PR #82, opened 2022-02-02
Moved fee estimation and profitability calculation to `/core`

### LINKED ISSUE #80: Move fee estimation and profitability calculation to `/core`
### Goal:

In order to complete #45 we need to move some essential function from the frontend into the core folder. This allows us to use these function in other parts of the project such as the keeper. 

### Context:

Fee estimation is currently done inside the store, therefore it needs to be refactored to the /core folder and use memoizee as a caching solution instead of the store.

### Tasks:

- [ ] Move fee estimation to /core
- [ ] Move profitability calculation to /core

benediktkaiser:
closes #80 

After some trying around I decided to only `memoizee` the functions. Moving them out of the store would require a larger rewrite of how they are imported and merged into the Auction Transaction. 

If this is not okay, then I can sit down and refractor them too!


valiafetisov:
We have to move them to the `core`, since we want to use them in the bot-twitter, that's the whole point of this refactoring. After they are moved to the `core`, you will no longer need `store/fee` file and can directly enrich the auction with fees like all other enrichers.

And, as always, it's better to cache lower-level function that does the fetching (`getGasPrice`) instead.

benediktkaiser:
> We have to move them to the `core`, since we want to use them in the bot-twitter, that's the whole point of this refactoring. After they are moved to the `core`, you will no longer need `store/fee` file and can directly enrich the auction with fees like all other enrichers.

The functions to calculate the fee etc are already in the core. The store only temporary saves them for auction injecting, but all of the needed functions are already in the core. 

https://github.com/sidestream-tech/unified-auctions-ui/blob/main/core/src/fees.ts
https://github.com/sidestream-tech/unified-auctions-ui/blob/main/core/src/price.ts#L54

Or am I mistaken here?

•••••

• _Task item_
The full listing, top to bottom: write it out again exactly.

• _Solution to this problem_
PR #82, opened 2022-02-02
Moved fee estimation and profitability calculation to `/core`

### LINKED ISSUE #80: Move fee estimation and profitability calculation to `/core`
### Goal:

In order to complete #45 we need to move some essential function from the frontend into the core folder. This allows us to use these function in other parts of the project such as the keeper. 

### Context:

Fee estimation is currently done inside the store, therefore it needs to be refactored to the /core folder and use memoizee as a caching solution instead of the store.

### Tasks:

- [ ] Move fee estimation to /core
- [ ] Move profitability calculation to /core

benediktkaiser:
closes #80 

After some trying around I decided to only `memoizee` the functions. Moving them out of the store would require a larger rewrite of how they are imported and merged into the Auction Transaction. 

If this is not okay, then I can sit down and refractor them too!


valiafetisov:
We have to move them to the `core`, since we want to use them in the bot-twitter, that's the whole point of this refactoring. After they are moved to the `core`, you will no longer need `store/fee` file and can directly enrich the auction with fees like all other enrichers.

And, as always, it's better to cache lower-level function that does the fetching (`getGasPrice`) instead.

benediktkaiser:
> We have to move them to the `core`, since we want to use them in the bot-twitter, that's the whole point of this refactoring. After they are moved to the `core`, you will no longer need `store/fee` file and can directly enrich the auction with fees like all other enrichers.

The functions to calculate the fee etc are already in the core. The store only temporary saves them for auction injecting, but all of the needed functions are already in the core. 

https://github.com/sidestream-tech/unified-auctions-ui/blob/main/core/src/fees.ts
https://github.com/sidestream-tech/unified-auctions-ui/blob/main/core/src/price.ts#L54

Or am I mistaken here?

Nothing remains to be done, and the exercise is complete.